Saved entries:
################
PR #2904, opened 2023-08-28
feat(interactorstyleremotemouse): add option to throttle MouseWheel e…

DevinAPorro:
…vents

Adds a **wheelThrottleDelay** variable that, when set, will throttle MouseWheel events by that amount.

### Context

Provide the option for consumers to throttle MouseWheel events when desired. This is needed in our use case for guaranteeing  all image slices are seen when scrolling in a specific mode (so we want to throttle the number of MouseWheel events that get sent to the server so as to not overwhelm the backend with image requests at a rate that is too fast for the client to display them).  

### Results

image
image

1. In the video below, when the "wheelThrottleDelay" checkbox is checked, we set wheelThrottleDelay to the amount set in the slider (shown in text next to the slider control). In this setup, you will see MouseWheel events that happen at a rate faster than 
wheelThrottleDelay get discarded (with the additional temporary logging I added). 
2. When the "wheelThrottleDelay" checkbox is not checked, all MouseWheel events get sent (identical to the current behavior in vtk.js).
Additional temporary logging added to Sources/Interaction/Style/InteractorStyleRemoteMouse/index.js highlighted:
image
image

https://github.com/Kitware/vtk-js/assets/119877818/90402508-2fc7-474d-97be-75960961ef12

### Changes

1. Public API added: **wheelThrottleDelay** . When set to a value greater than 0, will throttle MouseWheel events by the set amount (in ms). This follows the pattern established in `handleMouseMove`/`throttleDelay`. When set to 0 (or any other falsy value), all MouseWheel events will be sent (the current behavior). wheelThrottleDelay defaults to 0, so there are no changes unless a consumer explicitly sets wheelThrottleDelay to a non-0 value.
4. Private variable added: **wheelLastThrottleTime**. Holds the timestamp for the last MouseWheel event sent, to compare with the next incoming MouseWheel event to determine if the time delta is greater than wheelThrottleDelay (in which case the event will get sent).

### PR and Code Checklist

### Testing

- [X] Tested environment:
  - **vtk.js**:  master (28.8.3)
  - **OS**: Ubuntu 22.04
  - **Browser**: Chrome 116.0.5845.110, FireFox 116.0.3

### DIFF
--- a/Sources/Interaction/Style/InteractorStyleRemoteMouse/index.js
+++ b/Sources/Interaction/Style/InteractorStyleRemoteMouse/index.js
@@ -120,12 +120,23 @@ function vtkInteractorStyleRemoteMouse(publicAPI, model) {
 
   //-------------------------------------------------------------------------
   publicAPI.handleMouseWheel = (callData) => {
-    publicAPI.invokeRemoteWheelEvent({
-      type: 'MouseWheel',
################
Task requirements: Each line above that contains "Interaction" counts once; report the resulting number and nothing else.

Task response: 3